For every line in the data below that contains "MANAGER", copy the line.

::::::::

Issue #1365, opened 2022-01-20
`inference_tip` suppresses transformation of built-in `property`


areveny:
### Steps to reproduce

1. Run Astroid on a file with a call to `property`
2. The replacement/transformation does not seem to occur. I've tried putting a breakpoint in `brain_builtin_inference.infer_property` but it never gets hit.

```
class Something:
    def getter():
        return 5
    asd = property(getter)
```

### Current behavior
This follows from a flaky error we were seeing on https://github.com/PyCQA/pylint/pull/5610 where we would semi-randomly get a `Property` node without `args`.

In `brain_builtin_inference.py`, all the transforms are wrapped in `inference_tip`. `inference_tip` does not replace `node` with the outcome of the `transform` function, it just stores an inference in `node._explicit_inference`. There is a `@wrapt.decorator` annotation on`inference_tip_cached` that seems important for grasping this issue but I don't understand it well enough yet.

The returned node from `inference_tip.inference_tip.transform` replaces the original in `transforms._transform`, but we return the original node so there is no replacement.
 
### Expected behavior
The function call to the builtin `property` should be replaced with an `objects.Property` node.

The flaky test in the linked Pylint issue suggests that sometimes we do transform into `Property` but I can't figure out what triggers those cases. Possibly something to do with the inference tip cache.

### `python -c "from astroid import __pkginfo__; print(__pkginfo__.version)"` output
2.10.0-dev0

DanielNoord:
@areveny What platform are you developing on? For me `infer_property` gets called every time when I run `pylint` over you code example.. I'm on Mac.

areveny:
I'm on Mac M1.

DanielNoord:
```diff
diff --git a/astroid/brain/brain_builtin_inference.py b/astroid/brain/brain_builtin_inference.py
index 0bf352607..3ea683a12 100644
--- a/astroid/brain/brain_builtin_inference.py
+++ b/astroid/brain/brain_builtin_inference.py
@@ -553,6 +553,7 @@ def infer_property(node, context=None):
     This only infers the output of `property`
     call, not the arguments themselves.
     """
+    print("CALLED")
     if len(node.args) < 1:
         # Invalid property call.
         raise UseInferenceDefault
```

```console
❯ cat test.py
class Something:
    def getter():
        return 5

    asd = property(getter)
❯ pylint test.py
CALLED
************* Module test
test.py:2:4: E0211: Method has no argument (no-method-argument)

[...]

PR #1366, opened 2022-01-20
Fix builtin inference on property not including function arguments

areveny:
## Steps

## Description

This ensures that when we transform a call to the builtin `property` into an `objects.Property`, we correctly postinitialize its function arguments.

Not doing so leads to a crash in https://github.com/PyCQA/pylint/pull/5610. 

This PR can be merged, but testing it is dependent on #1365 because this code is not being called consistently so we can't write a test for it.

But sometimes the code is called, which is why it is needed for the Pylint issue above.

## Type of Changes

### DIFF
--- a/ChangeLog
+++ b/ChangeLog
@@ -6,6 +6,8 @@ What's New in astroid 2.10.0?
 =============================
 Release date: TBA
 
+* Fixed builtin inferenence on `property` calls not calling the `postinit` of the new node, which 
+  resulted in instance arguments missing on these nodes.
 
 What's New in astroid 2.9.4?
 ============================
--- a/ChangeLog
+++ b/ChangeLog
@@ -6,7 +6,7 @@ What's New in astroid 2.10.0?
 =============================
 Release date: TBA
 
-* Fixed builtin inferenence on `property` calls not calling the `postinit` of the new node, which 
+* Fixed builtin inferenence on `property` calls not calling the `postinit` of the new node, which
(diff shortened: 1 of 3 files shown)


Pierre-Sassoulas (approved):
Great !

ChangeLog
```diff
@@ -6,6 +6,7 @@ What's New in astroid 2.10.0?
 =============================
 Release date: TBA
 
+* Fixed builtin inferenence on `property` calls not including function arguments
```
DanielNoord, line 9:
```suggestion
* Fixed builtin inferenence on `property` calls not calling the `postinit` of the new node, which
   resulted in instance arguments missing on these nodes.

::::::::

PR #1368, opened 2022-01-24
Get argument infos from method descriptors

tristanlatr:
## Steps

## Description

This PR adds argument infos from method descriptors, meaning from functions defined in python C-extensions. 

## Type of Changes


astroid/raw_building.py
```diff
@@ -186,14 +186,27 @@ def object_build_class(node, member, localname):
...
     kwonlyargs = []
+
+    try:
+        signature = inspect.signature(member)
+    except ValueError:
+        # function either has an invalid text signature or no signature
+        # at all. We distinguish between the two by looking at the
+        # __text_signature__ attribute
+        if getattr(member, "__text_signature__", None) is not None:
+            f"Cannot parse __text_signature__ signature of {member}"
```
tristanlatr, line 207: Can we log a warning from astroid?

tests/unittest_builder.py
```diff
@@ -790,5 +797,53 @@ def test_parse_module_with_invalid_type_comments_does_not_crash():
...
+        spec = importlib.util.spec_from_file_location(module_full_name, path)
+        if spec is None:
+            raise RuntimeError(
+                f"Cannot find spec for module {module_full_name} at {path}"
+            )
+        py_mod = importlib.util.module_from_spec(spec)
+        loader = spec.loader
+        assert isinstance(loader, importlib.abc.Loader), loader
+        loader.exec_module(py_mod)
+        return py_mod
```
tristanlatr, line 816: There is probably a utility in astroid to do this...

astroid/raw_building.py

::::::::

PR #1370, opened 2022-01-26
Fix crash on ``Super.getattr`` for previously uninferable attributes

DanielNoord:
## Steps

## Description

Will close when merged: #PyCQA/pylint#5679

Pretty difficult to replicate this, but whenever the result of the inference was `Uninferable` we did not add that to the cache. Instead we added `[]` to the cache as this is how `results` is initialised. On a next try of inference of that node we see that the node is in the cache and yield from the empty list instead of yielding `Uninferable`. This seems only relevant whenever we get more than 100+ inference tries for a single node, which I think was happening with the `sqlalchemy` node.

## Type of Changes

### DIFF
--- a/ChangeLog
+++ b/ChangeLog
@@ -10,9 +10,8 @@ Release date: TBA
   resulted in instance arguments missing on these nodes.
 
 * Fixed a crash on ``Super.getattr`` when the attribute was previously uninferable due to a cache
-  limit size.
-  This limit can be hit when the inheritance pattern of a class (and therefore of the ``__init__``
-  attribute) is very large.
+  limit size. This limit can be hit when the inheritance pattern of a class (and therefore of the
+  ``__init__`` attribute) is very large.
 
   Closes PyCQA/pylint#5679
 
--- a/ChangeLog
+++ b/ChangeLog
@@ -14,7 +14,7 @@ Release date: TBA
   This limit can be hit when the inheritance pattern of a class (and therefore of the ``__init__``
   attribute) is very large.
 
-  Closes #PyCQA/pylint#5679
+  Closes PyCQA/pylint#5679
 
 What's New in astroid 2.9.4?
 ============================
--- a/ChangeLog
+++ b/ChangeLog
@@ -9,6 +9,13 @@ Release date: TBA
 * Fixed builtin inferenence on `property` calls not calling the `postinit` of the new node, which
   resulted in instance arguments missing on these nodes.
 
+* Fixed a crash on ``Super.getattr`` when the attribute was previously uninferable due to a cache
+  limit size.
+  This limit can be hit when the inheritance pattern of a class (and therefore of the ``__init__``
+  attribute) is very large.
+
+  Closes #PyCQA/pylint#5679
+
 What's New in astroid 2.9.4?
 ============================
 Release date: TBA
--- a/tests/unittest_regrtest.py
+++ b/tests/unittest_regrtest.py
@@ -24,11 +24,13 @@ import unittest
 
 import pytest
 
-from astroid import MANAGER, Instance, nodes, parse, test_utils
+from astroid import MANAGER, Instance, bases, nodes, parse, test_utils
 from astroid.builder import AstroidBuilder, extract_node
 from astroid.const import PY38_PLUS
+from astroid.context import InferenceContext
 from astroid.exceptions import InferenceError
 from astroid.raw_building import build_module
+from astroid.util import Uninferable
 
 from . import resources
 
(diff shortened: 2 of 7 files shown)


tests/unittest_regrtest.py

::::::::

◆ WRITTEN ANSWER
-from astroid import MANAGER, Instance, nodes, parse, test_utils
+from astroid import MANAGER, Instance, bases, nodes, parse, test_utils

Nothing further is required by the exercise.